I can picture Nabokov giving lessons in sports to afford writing, which is what he actually did.
But really, “I’ve been a professional bookseller for some time now”, explains your dislike for e-readers, Bezos, etc. It’s not the author who is going to lose. It’s you. So obviously you’re pissed.
Here’s a hint, with the invention of the printing press, a lot of monks had to find something else to do. You’ll have to do that too.
Or maybe you think that the printing press provided a solution to a problem that didn’t exist? I bet a lot of monks did.
Michael57
@Peter J: Explain to me the problem with physical books that e-readers solve. How are they an advance? You can list some advantages, you can list some disadvantages, but the physical book is still, for most people, the somewhat superior delivery system for information and art. And yet all this money is being thrown around to promote the idea that e-readers are obviously superior and their ascendancy is inevitable. Why is that?
I’ll tell you: it’s the thin end of the wedge. Companies like Google, Amazon, and Apple don’t care a whit about books. The publishing industry is too small to concern them. People spend more money on socks. To understand this story, think about gadgets; think about eyeballs; think about buy buttons, people getting used to doing commerce through Google; think about Wall Street dominance. Think about markets involving 90% of Americans, as opposed to the 10% who regularly read books.
E-readers will actually help my business. I own an independent bookstore. E-readers will put additional pressure on the big box stores, which expanded inappropriately into tertiary markets like mine where they had no business opening up 30,000 square foot palaces. Any significant move towards digital will kill them and leave the field to little mammals like yours truly. It won’t be a problem to fill 4000-8000 square feet of retail space with physical books and find customers to buy them. That’s the size bookstore that always worked, all across America, and that’s the model that will work again, even if the market goes 30% digital. But say bye-bye to Borders, say hello to a smaller B&N.
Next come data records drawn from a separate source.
PR #382, opened 2022-11-08
Exponential DA w/Refund

ryley-o:
Add new minter - Dutch Auction with Refund.

This minter enables the following:
- User may purchase

### DIFF
--- a/contracts/interfaces/0.8.x/IFilteredMinterDAExpRefundV0.sol
+++ b/contracts/interfaces/0.8.x/IFilteredMinterDAExpRefundV0.sol
@@ -1,0 +1,44 @@
+// SPDX-License-Identifier: LGPL-3.0-only
+// Created By: Art Blocks Inc.
+
+import "./IFilteredMinterV1.sol";
+
+pragma solidity ^0.8.0;
+
+/**
+ * @title This interface extends the IFilteredMinterV1 interface in order to
+ * add support for generic project minter configuration updates.
+ * @dev keys represent strings of finite length encoded in bytes32 to minimize
+ * gas.
+ * @author Art Blocks Inc.
+ * TODO - derive from IFilteredMinterV0 if generic events are not needed
+ */
+interface IFilteredMinterDAExpRefundV0 is IFilteredMinterV1 {
+    /// Auction details updated for project `projectId`.
+    event SetAuctionDetails(
+        uint256 indexed projectId,
+        uint256 _auctionTimestampStart,
+        uint256 _priceDecayHalfLifeSeconds,
+        uint256 _startPrice,
+        uint256 _basePrice
+    );
+
+    /// Auction details cleared for project `projectId`.
+    event ResetAuctionDetails(uint256 indexed projectId);
+
+    /// Maximum and minimum allowed price decay half lifes updated.
+    event AuctionHalfLifeRangeSecondsUpdated(
+        uint256 _minimumPriceDecayHalfLifeSeconds,
+        uint256 _maximumPriceDecayHalfLifeSeconds
+    );
+
+    /// sellout price updated for project `projectId`.
+    event SelloutPriceUpdated(uint256 _projectId, uint256 _selloutPrice);
+
+    /// admin validated a sellout price > base price for project `projectId`.
+    event SelloutPriceValidated(uint256 _projectId, uint256 _selloutPrice);
+
+    /// artist and admin have withdrawn revenues from refundable purchases for
+    /// project `projectId`.
+    event ArtistAndAdminRevenuesWithdrawn(uint256 _projectId);
+}
--- a/contracts/minter-suite/Minters/MinterDAExpRefund/MinterDAExpRefundV0.sol
+++ b/contracts/minter-suite/Minters/MinterDAExpRefund/MinterDAExpRefundV0.sol
@@ -603,14 +603,16 @@ contract MinterDAExpRefundV0 is ReentrancyGuard, IFilteredMinterDAExpRefundV0 {
     {
         // CHECKS
         // get the current price, which returns the sellout price if the
-        // auction sold out before reaching base price. Reverts if
-        // auction is unconfigured or has not started.
+        // auction sold out before reaching base price, or returns the base
+        // price if auction has reached base price without reaching max
+        // invocations on this minter. Reverts if auction is unconfigured or
+        // has not started.
         uint256 currentPriceInWei = _getPrice(_projectId);
 
         // EFFECTS
         // calculate the refund amount
         Receipt storage receipt = receipts[msg.sender][_projectId];
-        // implicit overflow check in solidity ^0.8
+        // implicit overflow/underflow checks in solidity ^0.8
         uint256 amountDue = receipt.numPurchased * currentPriceInWei;
         uint256 refund = receipt.netPaid - amountDue;
         // reduce the netPaid (in storage) to value after refund deducted
--- a/contracts/minter-suite/Minters/MinterDAExpRefund/MinterDAExpRefundV0.sol
+++ b/contracts/minter-suite/Minters/MinterDAExpRefund/MinterDAExpRefundV0.sol
@@ -1,0 +1,834 @@
+// SPDX-License-Identifier: LGPL-3.0-only
+// Created By: Art Blocks Inc.
+
+import "../../../interfaces/0.8.x/IGenArt721CoreContractV3.sol";
+import "../../../interfaces/0.8.x/IMinterFilterV0.sol";
+import "../../../interfaces/0.8.x/IFilteredMinterDAExpRefundV0.sol";
+
+import "@openzeppelin-4.5/contracts/security/ReentrancyGuard.sol";
+import "@openzeppelin-4.5/contracts/utils/math/SafeCast.sol";
+
+pragma solidity 0.8.17;
+
+/**
+ * @title Filtered Minter contract that allows tokens to be minted with ETH.
+ * Pricing is achieved using an automated Dutch-auction mechanism, with a
+ * refund mechanism for tokens purchased before the auction ends.
+ * This is designed to be used with IGenArt721CoreContractV3 contracts.
+ * @author Art Blocks Inc.
+ * @notice Privileged Roles and Ownership:
+ * This contract is designed to be managed, with limited powers.
+ * Privileged roles and abilities are controlled by the core contract's Admin
+ * ACL contract and a project's artist. Both of these roles hold extensive
+ * power and can modify minter details.
+ * Care must be taken to ensure that the admin ACL contract and artist
+ * addresses are secure behind a multi-sig or other access control mechanism.
+ * ----------------------------------------------------------------------------
+ * The following functions are restricted to the core contract's Admin ACL
+ * contract:
+ * - setAllowablePriceDecayHalfLifeRangeSeconds (note: this range is only
+ *   enforced when creating new auctions)
+ * - resetAuctionDetails (note: this will prevent minting until a new auction
+ *   is created)
+ * - TODO
+ * ----------------------------------------------------------------------------
+ * The following functions are restricted to a project's artist:
+ * - setAuctionDetails (note: this may only be called when there is no active
+ *   auction)
+ * - TODO
+ * ----------------------------------------------------------------------------
+ * Additional admin and artist privileged roles may be described on other
+ * contracts that this minter integrates with.
+ *
+ * @dev Note that while this minter makes use of `block.timestamp` and it is
+ * technically possible that this value is manipulated by block producers, such
+ * manipulation will not have material impact on the price values of this minter
+ * given the business practices for how pricing is congfigured for this minter
+ * and that variations on the order of less than a minute should not
+ * meaningfully impact price given the minimum allowable price decay rate that
+ * this minter intends to support.
+ */
+contract MinterDAExpRefundV0 is ReentrancyGuard, IFilteredMinterDAExpRefundV0 {
+    using SafeCast for uint256;
+
+    /// Core contract address this minter interacts with
+    address public immutable genArt721CoreAddress;
+
+    /// This contract handles cores with interface IV3
+    IGenArt721CoreContractV3 private immutable genArtCoreContract;
+
+    /// Minter filter address this minter interacts with
+    address public immutable minterFilterAddress;
+
+    /// Minter filter this minter may interact with.
+    IMinterFilterV0 private immutable minterFilter;
+
+    /// minterType for this minter
+    string public constant minterType = "MinterDAExpRefundV0";
+
+    uint256 constant ONE_MILLION = 1_000_000;
+
+    struct ProjectConfig {
+        // this value is updated only if maxHasBeenInvoked is true, and
+        // represents the purchase price of the final token during a sellout
+        // auction. If a sellout is not achieved before the auction ends (i.e.
+        // reaches base price), this value will be 0.
+        uint256 selloutPrice;
+        // on this minter, hasMaxBeenInvoked is updated only during every
+        // purchase, and is only true if this minter minted the final token.
+        // this enables the minter to know when a sellout price is greater than
+        // the auction's base price.
+        bool maxHasBeenInvoked;
+        // set to true by the admin if the auction has ended and the sellout
+        // or base price is considered valid.
+        bool auctionIsValid;
+        // number of tokens minted that have potential of future refunds.
+        // max uint24 > 16.7 million tokens > 1 million tokens/project max
+        uint24 numRefundableInvocations;
+        // max uint64 ~= 1.8e19 sec ~= 570 billion years
+        uint64 timestampStart;
+        uint64 priceDecayHalfLifeSeconds;
+        uint256 startPrice;
+        uint256 basePrice;
+    }
+
+    mapping(uint256 => ProjectConfig) public projectConfig;
+
+    /// Minimum price decay half life: price must decay with a half life of at
+    /// least this amount (must cut in half at least every N seconds).
+    uint256 public minimumPriceDecayHalfLifeSeconds = 300; // 5 minutes
+    /// Maximum price decay half life: price may decay with a half life of no
+    /// more than this amount (may cut in half at no more than every N seconds).
+    uint256 public maximumPriceDecayHalfLifeSeconds = 3600; // 60 minutes
+
+    struct Receipt {
+        uint256 netPaid;
+        uint256 numPurchased;
+    }
+    /// user address => project ID => receipt
+    mapping(address => mapping(uint256 => Receipt)) receipts;
+
+    // modifier to restrict access to only AdminACL or the artist
+    modifier onlyCoreAdminACLOrArtist(uint256 _projectId, bytes4 _selector) {
+        require(
+            (msg.sender ==
+                genArtCoreContract.projectIdToArtistAddress(_projectId)) ||
+                (
+                    genArtCoreContract.adminACLAllowed(
+                        msg.sender,
+                        address(this),
+                        _selector
+                    )
+                ),
+            "Only Artist or Admin ACL"
+        );
+        _;
+    }
+
+    // modifier to restrict access to only AdminACL allowed calls
+    // @dev defers which ACL contract is used to the core contract
+    modifier onlyCoreAdminACL(bytes4 _selector) {
+        require(
+            genArtCoreContract.adminACLAllowed(
+                msg.sender,
+                address(this),
+                _selector
+            ),
+            "Only Core AdminACL allowed"
+        );
+        _;
+    }
+
+    modifier onlyArtist(uint256 _projectId) {
+        require(
+            (msg.sender ==
+                genArtCoreContract.projectIdToArtistAddress(_projectId)),
+            "Only Artist"
+        );
+        _;
+    }
+
+    /**
+     * @notice Initializes contract to be a Filtered Minter for
+     * `_minterFilter`, integrated with Art Blocks core contract
+     * at address `_genArt721Address`.
+     * @param _genArt721Address Art Blocks core contract address for
+     * which this contract will be a minter.
+     * @param _minterFilter Minter filter for which
+     * this will a filtered minter.
+     */
+    constructor(address _genArt721Address, address _minterFilter)
+        ReentrancyGuard()
+    {
+        genArt721CoreAddress = _genArt721Address;
+        genArtCoreContract = IGenArt721CoreContractV3(_genArt721Address);
+        minterFilterAddress = _minterFilter;
+        minterFilter = IMinterFilterV0(_minterFilter);
+        require(
+            minterFilter.genArt721CoreAddress() == _genArt721Address,
+            "Illegal contract pairing"
+        );
+    }
+
+    /**
+     * @notice This function is not implemented on this minter, and exists only
+     * for interface conformance reasons. This minter checks if max invocations
+     * have been reached during every purchase to determine if a sellout has
+     * occurred. Therefore, the local caching of max invocations is not
+     * beneficial or necessary.
+     */
+    function setProjectMaxInvocations(
+        uint256 /*_projectId*/
+    ) external pure {
+        // not implemented because maxInvocations must be checked during every mint
+        // to know if final price should be set
+        revert(
+            "setProjectMaxInvocations not implemented - updated during every mint"
+        );
+    }
+
+    /**
+     * @notice Warning: Disabling purchaseTo is not supported on this minter.
+     * This method exists purely for interface-conformance purposes.
+     */
+    function togglePurchaseToDisabled(uint256 _projectId)
+        external
+        view
+        onlyArtist(_projectId)
+    {
+        revert("Action not supported");
+    }
+
+    /**
+     * @notice projectId => has project reached its maximum number of
+     * invocations while being minted with this minter?
+     * Note that this returns a local cache of the core contract's
+     * state, and may be out of sync with the core contract. This is
+     * intentional. A false negative will only result in a gas cost increase,
+     * since the core contract will still enforce max invocations during during
+     * minting. A false negative will also only occur if the max invocations
+     * was either reduced on the core contract to equal current invocations, or
+     * if the max invocations was reached by minting on a different minter.
+     * In both of these cases, we expect the net purchase price (after refund)
+     * shall be the base price of the project's auction. This prevents an
+     * an artist from benefiting by reducing max invocations on the core mid-
+     * auction, or by minting on a different minter.
+     * Note that if an artist wishes to reduce the max invocations on the core
+     * to something less than the current invocations, but more than max
+     * invocations (with the hope of increasing the sellout price), an admin
+     * function is provided to manually reduce the sellout price to a lower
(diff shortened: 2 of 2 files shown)


ryley-o:
@jakerockland - would appreciate your thoughts and review on this initial implementation, before I go write a bunch of tests.

diff between DAExpV2 and DAExpRefundV0: https://www.diffchecker.com/5X7KY4xK

contracts/minter-suite/Minters/MinterDAExpRefund/MinterDAExpRefundV0.sol
```diff
@@ -0,0 +1,786 @@
...
+        );
+        require(
+            _newSelloutPrice >= _projectConfig.basePrice,
+            "May only reduce sellout price to base price or greater"
+        );
+        require(
+            _projectConfig.auctionIsValid == false,
+            "Auction already marked as valid"
+        );
+        _projectConfig.selloutPrice = _newSelloutPrice;
```
jakerockland, line 420: Should this method also toggle the value of `auctionIsValid`?

jakerockland: AH nevermind–I see why now this is not relevant, given the below method.

contracts/minter-suite/Minters/MinterDAExpRefund/MinterDAExpRefundV0.sol
```diff
@@ -0,0 +1,786 @@
...
+        external
+        onlyCoreAdminACLOrArtist(
+            _projectId,
+            this.withdrawArtistAndAdminRevenues.selector
+        )
+    {
+        ProjectConfig storage _projectConfig = projectConfig[_projectId];
+        // get the current net price of the auction
+        uint256 _price = _getPrice(_projectId);
+        // if the price is not base price, the auction is only valid if the
```
jakerockland, line 478: May be worth noting that this is a reasonable assumption given that price is monotonically decreasing.

contracts/minter-suite/Minters/MinterDAExpRefund/MinterDAExpRefundV0.sol
```diff
@@ -0,0 +1,786 @@
...
+        // reaches base price), this value will be 0.
+        uint256 selloutPrice;
+        // on this minter, hasMaxBeenInvoked is updated only during every
+        // purchase, and is only true if this minter minted the final token.
+        // this enables the minter to know when a sellout price is greater than
+        // the auction's base price.
+        bool maxHasBeenInvoked;
+        // set to true by the admin if the auction has ended and the sellout
+        // or base price is considered valid.
+        bool auctionIsValid;
```
jakerockland, line 84: I think we should name this something a bit more explicit like `auctionIsVerifiedComplete`.

jakerockland (approved):
Added some minor comments, but directionally really love this approach and LGTM to proceed re: testing coverage, etc.

jakerockland:
cc @mchrupcala @lyaunzbe  for added vis.

contracts/minter-suite/Minters/MinterDAExpRefund/MinterDAExpRefundV0.sol
ryley-o: cool, resolving 🙏

contracts/minter-suite/Minters/MinterDAExpRefund/MinterDAExpRefundV0.sol
ryley-o: updated!

contracts/minter-suite/Minters/MinterDAExpRefund/MinterDAExpRefundV0.sol
ryley-o: good call, updated!

ryley-o:
I've added events that are emitted every time a user's receipt is updated in e17c8ae

ryley-o:
Added functions that enable a user to claim refunds across multiple projects in a single transaction in commit b839fd0

ryley-o:
@jakerockland - I've updated this PR's description post merge of #386, and tagged you in a design-ish question in the TODO section 🙏  Also tagged you in a note in ## Trust Assumptions 🙏

ryley-o:
@jakerockland - tagging this as ready for review now that tests have been added and some minor iterations have been completed. Although you have already given a ✅ , would appreciate a second read-though of the minter.

diffchecker between DAExpV2 and DAExpRefundV0 here: https://www.diffchecker.com/WnpFrP0c

Any suggestions on any additional reviewers for this?

jakerockland:
> @jakerockland - tagging this as ready for review now that tests have been added and some minor iterations have been completed. Although you have already given a ✅ , would appreciate a second read-though of the minter.
> 
> diffchecker between DAExpV2 and DAExpRefundV0 here: https://www.diffchecker.com/WnpFrP0c
> 
> Any suggestions on any additional reviewers for this?

I will do an initial review pass by EOD–but given the sensitivity of this functionality lets add @yoshiwarab @lyaunzbe and @mchrupcala as additional reviewers here as well.

ryley-o:
I do want to note that there is probably some gas golf that can be played on this minter, but I'm comfortable merging and doing that as follow-on work. totally open to feedback that improves gas efficiency here though!

contracts/minter-suite/Minters/MinterDAExpRefund/MinterDAExpRefundV0.sol
```diff
@@ -0,0 +1,965 @@
...
+        require(_to != address(0), "No refund to the zero address");
+        // EFFECTS
+        // for each project, tally up the refund amount and update the receipt
+        // in storage
+        uint256 refund;
+        uint256 projectIdsLength = _projectIds.length;
+        for (uint256 i = 0; i < projectIdsLength; ) {
+            uint256 projectId = _projectIds[i];
+            ProjectConfig storage _projectConfig = projectConfig[projectId];
+            Receipt storage receipt = receipts[msg.sender][projectId];
```
jakerockland, line 782: Given how this is abstracted, I believe this should be checking `receipts[_to][_projectId]` instead, no?

contracts/minter-suite/Minters/MinterDAExpRefund/MinterDAExpRefundV0.sol
```diff
@@ -0,0 +1,965 @@
...
+            // price if auction has reached base price and artist has withdrawn
+            // revenues.
+            // @dev if user is elligible for a refund, they have purchased a token,
+            // therefore we are guaranteed to not have a populated
+            // latestPurchasePrice
+            uint256 netTokenPrice = _projectConfig.latestPurchasePrice;
+            // calculate the refund amount
+            // implicit overflow/underflow checks in solidity ^0.8
+            uint256 amountDue = receipt.numPurchased * netTokenPrice;
+            refund += receipt.netPaid - amountDue;
```
jakerockland, line 800: Nit: I would put the RHS in parens just to make this a bit easier to read when combined with the `+=`

contracts/minter-suite/Minters/MinterDAExpRefund/MinterDAExpRefundV0.sol
```diff
@@ -0,0 +1,965 @@
...
+            // reduce the netPaid (in storage) to value after refund deducted
+            receipt.netPaid = amountDue;
+            // emit event indicating new receipt state
+            emit ReceiptUpdated(
+                msg.sender,
+                projectId,
+                receipt.numPurchased,
+                receipt.netPaid
+            );
+            // gas efficiently increment i
```
jakerockland, line 810: Nit: may want to explain that this is safe because we run out of gas way before we overflow

jakerockland (approved):
Did another pass–and generally LGTM @ryley-o 🔥 🙌 

Opened up a handful of very smol comments, PLMK if you'd like me to another pass before merging, but would be great to get some additional eyes from at least one of @mchrupcala @yoshiwarab or @lyaunzbe I think as well before merging; please adjust the reviewer set as you think makes sense 🙏 💜 

Great work!!

contracts/minter-suite/Minters/MinterDAExpRefund/MinterDAExpRefundV0.sol
```diff
@@ -0,0 +1,965 @@
...
+     * Sends refund to address `_to`.
+     * @param _to Address to send refund to.
+     * @param _projectId Project ID to refund payment on.
+     */
+    function claimRefundTo(address payable _to, uint256 _projectId)
+        public
+        nonReentrant
+    {
+        ProjectConfig storage _projectConfig = projectConfig[_projectId];
+        Receipt storage receipt = receipts[msg.sender][_projectId];
```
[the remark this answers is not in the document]
ryley-o: nope - consider where addr `X` made purchase, and now has refund available. addr `Y` is some other random addr.
`X` must call this function, and is instructing to send the refund amount to `Y`. In that case, the Receipt is located at `receipts[X][_projectId]` (during the original purchase by `X`), so we point to that Receipt.

contracts/minter-suite/Minters/MinterDAExpRefund/MinterDAExpRefundV0.sol
```diff
@@ -0,0 +1,965 @@
...
+        // CHECKS
+        // input validation
+        require(_to != address(0), "No refund to the zero address");
```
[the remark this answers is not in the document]
ryley-o: `_to` is an input parameter to this public function, so I think input validation to help prevent users from sending funds to the zero address makes sense (e.g. they forgot to populate the field on etherscan or something)

contracts/minter-suite/Minters/MinterDAExpRefund/MinterDAExpRefundV0.sol
```diff
@@ -0,0 +1,965 @@
...
+     * @param _to Address to send refund to.
+     * @param _projectIds Array of project IDs to refund payments on.
+     */
+    function claimRefundsTo(address payable _to, uint256[] memory _projectIds)
+        public
+        nonReentrant
+    {
+        // CHECKS
+        // input validation
+        require(_to != address(0), "No refund to the zero address");
```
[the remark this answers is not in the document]
ryley-o: `_to` is an input parameter to this public function, so I think input validation to help prevent users from sending funds to the zero address makes sense (e.g. they forgot to populate the field on etherscan or something)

The problem will remain for authors — you truly are not understanding it. Too many people have no problem spending $10 at Dunkin Donuts on frozen lattes to get the kids to shut up in the back seat for 90 seconds, but think they’re being robbed if they have to pay that same $10 for a book an author worked two years on. There’s a real disconnect in this new world, a devaluation of the idea of value, a disrespect for work. Not only the author’s. Publishers and booksellers also add value to our literary ecosystem. If you think our culture is stupid now, just wait. Have you ever had the experience of finding a book on Amazon that looked like just what you wanted, so you ordered it, but when you got it it was just a crappy self-published book rife with errors, poorly written? That’s your world without publishers and physical bookstores. Good luck in it.